Intuitively, a feature in the tuple representation W(a ⊕ b) is “on” if at least one of the corresponding features is “on”.

缺点是对于\(\mathbf{a}\)\(\mathbf{b}\)没有直接的交互。

  1. Circular Convolution

\[ [\mathbf{a}\ *\ \mathbf{b}]_{k} = \sum_{i=0}^{d-1} a_i b_{k-i\ mod\ d} \]

\(\mathbf{b}\)反转,然后与\(\mathbf{a}\)进行卷积。

  1. Circular Correlation

\[ [\mathbf{a}\ \star\ \mathbf{b}]_{k} = \sum_{i=0}^{d-1} a_i b_{k+i\ mod\ d} \]

\(\mathbf{b}\)不需要反转,然后与\(\mathbf{a}\)进行卷积。

一个图示:

从这个图能够看出来,Circular Correlation可以看做是tensor dot的一种压缩方式,它的输出结果的每一维都是tensor dot结果的一部分。

它与Circular Convolution的区别:

  • Non Commutative:对于Circular Convolution,\(\mathbf{a}\ *\ \mathbf{b} = \mathbf{b}\ *\ \mathbf{a}\),但是对于Circular Correlation,\(\mathbf{a}\ \star\ \mathbf{b} \not= \mathbf{b}\ \star\ \mathbf{a}\)
  • Similiarity Component:在计算Circular Correlation的0维输出的时候,实际是在计算\(\mathbf{a}\)\(\mathbf{b}\)的相似程度。

它与Circular Convolution的联系: \[ \mathbf{a}\ \star\ \mathbf{b} = \tilde{\mathbf{a}}\ *\ \mathbf{b} \] 其中,\(\tilde{\mathbf{a}}\)\(\mathbf{a}\)的involution,\(\tilde{\mathbf{a}}_i=\mathbf{a}_{-i\ mod\ d}\)

为什么会想到使用Circular Correlation?

这个问题需要回归到题目 Holographic,作者受到基于Associative Memory的holographic models的启发。

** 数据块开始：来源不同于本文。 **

PR #799, opened 2016-10-05
Prevent nsfw show button from opening link

ajacksified:
Without `e.preventDefault()`, nsfw links will open up in a new tab as
well as revealing the blurred image below.

👓 @schwers


schwers:
:fish:

PR #800, opened 2016-10-05
Titles

ajacksified:


src/app/router/handlers/CommentsPage.js
```diff
@@ -46,6 +48,17 @@ export default class CommentsPage extends BaseHandler {
...
 
+  buildTitle (state, pageId) {
+    const page = state.commentsPages[pageId];
+    const post = state.posts[page.postId];
+
+    if (post) {
+      return `Reddit - ${post.subreddit} - ${post.title}`;
+    }
+
+    return 'Reddit: the Front Page of the Internet';
```
schwers: Might be good to have a default title in `constants.js` now that is in a few places

src/app/reducers/pageMetadata.js
```diff
@@ -0,0 +1,26 @@
+import { SET_TITLE } from 'app/actions/pageMetadata';
+import * as platformActions from '@r/platform/actions';
+
+const DEFAULT = {
+  title: 'Reddit: the Front Page of the Internet',
+  canonicalPath: undefined,
```
schwers: I don't think we need to track `canonicalPath` here with the other other cannonicals code in place

src/app/router/handlers/CommentsPage.js
ajacksified: oh, yeah, that should just return undefined now, which will fall back to the default in the reducer

src/app/router/handlers/PostsFromSubreddit.js
```diff
@@ -31,6 +32,15 @@ export default class PostsFromSubreddit extends BaseHandler {
     });
   }
 
+  buildTitle (state, subredditName) {
+    if (!subredditName) { return; }
+    const subreddit = state.subreddits[subredditName];
+
+    if (subreddit && subreddit.title) {
```
prashtx: Does this guard against treating non-subreddit listings as actual subreddits? Or can we have subreddits without a title? If the latter, perhaps we should fall back to `subredditName` when `subreddit.title` is falsey.

ajacksified: The former.

ajacksified:
👓 @schwers 

Let's start with the two most important pages, and expand titles to other pages in separate PRs. This should clear the deploy blocker, at least.

src/app/reducers/pageMetadata.js
```diff
@@ -0,0 +1,25 @@
...
+    // Reset to the default on route, so we don't have sticky titles
+    case platformActions.GOTO_PAGE_INDEX:
+    case platformActions.NAVIGATE_TO_URL: {
+      return DEFAULT;
+    }
+
+    case SET_TITLE: {
+      return {
+        ...state,
+        title: action.title,
```
schwers: It looks like there's a subtle bug with these titles, handlers always call `dispatch(setTittle())` even if the post or subreddit didn't load, leading to `action.title === undefined`. Should this be returning `DEFAULT` if `action.title` is undefined?

schwers:
Should https://github.com/reddit/reddit-mobile/blob/2X/src/server/templates/main.jsx#L28 be using the title from redux state?

src/app/reducers/pageMetadata.js
```diff
@@ -0,0 +1,25 @@
+import { SET_TITLE } from 'app/actions/pageMetadata';
```
schwers: Reminder: please add tests for this reducer

schwers:
💅

ajacksified:
:haircut_man:

schwers:
:fish:

PR #801, opened 2016-10-05
Reporting Modal

phil303:
Feature:
A modal that pops up when a user tries to report a comment or a post (messages will come in a followup patch). Upon successful reporting, the modal will close and a toaster pops up to notify the user all went well. Clicking anywhere outside the modal box will also close modal.

Details:
This feature works by having a top level modal component. Inside this component, there is a switch statement checking for modal types in the `modal` redux state key. The modal key also carries with it the props intended for the modal. In this case, just the `thingId` is necessary to report someone so that's the only prop passed into `ReportingModal`.

To trigger the modal, the modal reducer is listening for the REPORT action, which will set the report modal type.

Other notes:
- I've moved `DropdownCover` into `AppMain.jsx`. Since this is a UI component, this feels like a more appropriate place for it.
- This needs to be deployed in concert with `reddit-mobile-deps` since I've updated `package.json`.

Here's what the modal looks like:
reporting modal

:eyeglasses: @nramadas @schwers


src/app/pages/PostsFromSubreddit.jsx
```diff
@@ -80,18 +82,21 @@ export const PostsFromSubredditPage = connect(mapStateToProps)(props => {
...
-      { !forFakeSubreddit && <CommunityHeader subredditName={ subredditName } /> }
-      { renderSubnav &&
-        <SubNav
-          rightLink={ subnavLink }
-          showWithoutUser={ true }
-        >
-          <SortAndTimeSelector />
-        </SubNav> }
+      { !forFakeSubreddit ? <CommunityHeader subredditName={ subredditName } /> : null }
+      { showSubnav ? renderSubNav(subnavLink) : null }
```
phil303: just some light cleanup here

src/app/components/Modal/index.jsx
```diff
@@ -5,6 +5,10 @@ import './styles.less';
 
 const T = React.PropTypes;
 
+// TODO: this was incorrectly named, and should be renamed to reflect the fact
```
schwers: 🔕 Maybe it's from working with iOS, but this still feels like a Modal that's presented fullscreen

src/app/components/ModalSwitch/index.jsx
```diff
@@ -0,0 +1,22 @@
+import React from 'react';
+import { connect } from 'react-redux';
+import { createSelector } from 'reselect';
+
+import ReportingModal from '../ReportingModal';
+import * as reportingActions from 'app/actions/reporting';
+
+function ModalSwitch(props) {
```
schwers: 🔕  Small nit, but I have a minor preference for arrow syntax here.

src/app/components/Post/index.jsx
```diff
@@ -152,41 +155,37 @@ export function Post(props) {
...
-const singleSelector = (_, props) => props.single;
-const postModelSelector = (state, props) => state.posts[props.postId];
-const expandedSelector = (state, props) => !!state.expandedPosts[props.postId];
-const unblurredSelector = (state, props) => !!state.unblurredPosts[props.postId];
-const userSelector = state => state.user;
-const combineSelectors = (postId, compact, expanded, unblurred, single, post, user) => ({
-  postId, compact, expanded, unblurred, single, post, user,
-});
-
-const makeConnectedPostSelector = () => {
```
schwers: side-note: We're going to have some merge conflicts here from my patch

I think we should keep this as function that returns the result of `createSelector`. This change has implications for how the selectors are memoized. If you you pass a function that returns the result of `createSelector` your connected component is memoized per-component instance, as opposed to globally for any instance of the component. This is important for components that have multiple instances rendered in a list. I haven't tested this patch yet but I remember adding this gave us a nice performance boost

src/app/components/ReportingModal/index.jsx
```diff
@@ -0,0 +1,113 @@
...
+const REASONS = {
+  HARASSMENT: 'Threatens, harasses, or bullies',
+  VIOLENCE: 'Encourages or incites violence',
+  DOXING: 'Reveals personal information',
+  IMPERSONATION: 'Impersonation',
+  ILLEGAL_CONTENT: 'Illegal content',
+  SPAM: 'Spam',
+  INVOLUNTARY_PORN: 'Involuntary pornography',
+  VOTE_MANIPULATION: 'Vote manipulation',
+  BREAKS_REDDIT: 'Breaking reddit',
```
schwers: 🔕 I'm a little confused as to what this means, is this for content  that causes the interface or backend itself to break?

src/app/components/ReportingModal/index.jsx
```diff
@@ -0,0 +1,113 @@
...
+    return (
+      <div onClick={ onClick } className='ReportingModal__option'>
+        <div className={ className } />
+        { REASONS[reason] }
+      </div>
+    );
+  }
+}
+
+ReportingModal.propTypes = {
```
schwers: Using `static` will let you move this to inside the class defintion, and be a little more consistent with other components. You should be able to write (let's assume its moved to line 39 inside the class)

```js
static propTypes = {
  onSubmit: T.func.isRequired,
}
```

phil303: woops good catch. that's a holdover from when this was a function.

src/app/components/ReportingModal/styles.less
```diff
@@ -0,0 +1,88 @@
...
+.ReportingModal {
+  height: @modalHeight;
+
+  flex-grow: 1;
+  margin: auto 20px;
+  
+  .themeify({
+    background-color: @theme-modal-body-color;
+    border: @theme-border;
+  }, {
```
schwers: Could you add the named argument `@inDayMode`, I think that will make the override clearer

phil303: yea for sure

src/app/components/Toaster/styles.less
```diff
@@ -28,7 +28,17 @@
       background-color: @ban-red;
     }
 
+    &.success {
+      background-color: @green;
```
schwers: 🔕  I was hoping this would be `@lime`

src/app/components/ReportingModal/index.jsx
phil303: this is pulled off of iOS. I don't know what it means either tbh. I'll ping some folk and see what they were thinking on it else just remove it.

src/app/components/Toaster/styles.less
phil303: it still can be! for the low low price of another commit! (I'll see what this looks like)

src/app/components/ReportingModal/styles.less
schwers: woo, thanks

src/app/pages/PostsFromSubreddit.jsx
schwers: 🔕  Nice cleanup! I like using a function for subnav, but still prefer the && :)

src/app/reducers/modal.js
```diff
@@ -0,0 +1,23 @@
+import merge from '@r/platform/merge';
```
phil303: sure

src/app/components/ReportingModal/index.jsx
phil303: just an update on this. Asked the mobile team what is meant - just waiting for a reply. https://reddit.slack.com/archives/nativemobile/p1475868251000455#

phil303:
i believe all comments addressed :haircut:

src/app/components/ReportingModal/index.jsx
schwers: ah okay, thanks for investigating!

src/app/reducers/modal.js
schwers: danke

schwers:
:fish:

phil303:
https://github.com/reddit/reddit-mobile/commit/6f446d74ec053d35a0bd4433084381423e634f51

schwers:
:party:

在holographic reduced representations方法中,使用circular convolution来store \(\mathbf{a}\)\(\mathbf{b}\)的关联信息: \[ \mathbf{m} = \mathbf{a}\ *\ \mathbf{b} \] \(\mathbf{m}\)保存了memory,然后,使用circular correlation来retrieve和 \(\mathbf{a}\) 相关的信息: \[ \mathbf{b}^\prime = \mathbf{a}\ \star\ \mathbf{m} = \mathbf{a}\ \star\ (\mathbf{a}\ *\ \mathbf{b} )= \mathbf{b} * (\mathbf{a}\ \star\ \mathbf{a}) \] 使用\(\mathbf{b}^\prime\)可以与所有的候选\(\mathbf{b}\)求相似度。

因此,这个问题作者类比到了KGE,\(\mathbf{m}\)类比到\(\mathbf{e}_o\)\(\mathbf{a}\)类比到\(\mathbf{e}_s\)\(\mathbf{b}\)类比到\(\mathbf{r}_p\)

对于HoLE,Circular Correlation就是用来retrieve stored in \(\mathbf{e}_o\),然后与所有的候选\(\mathbf{r}_p\)求相似度。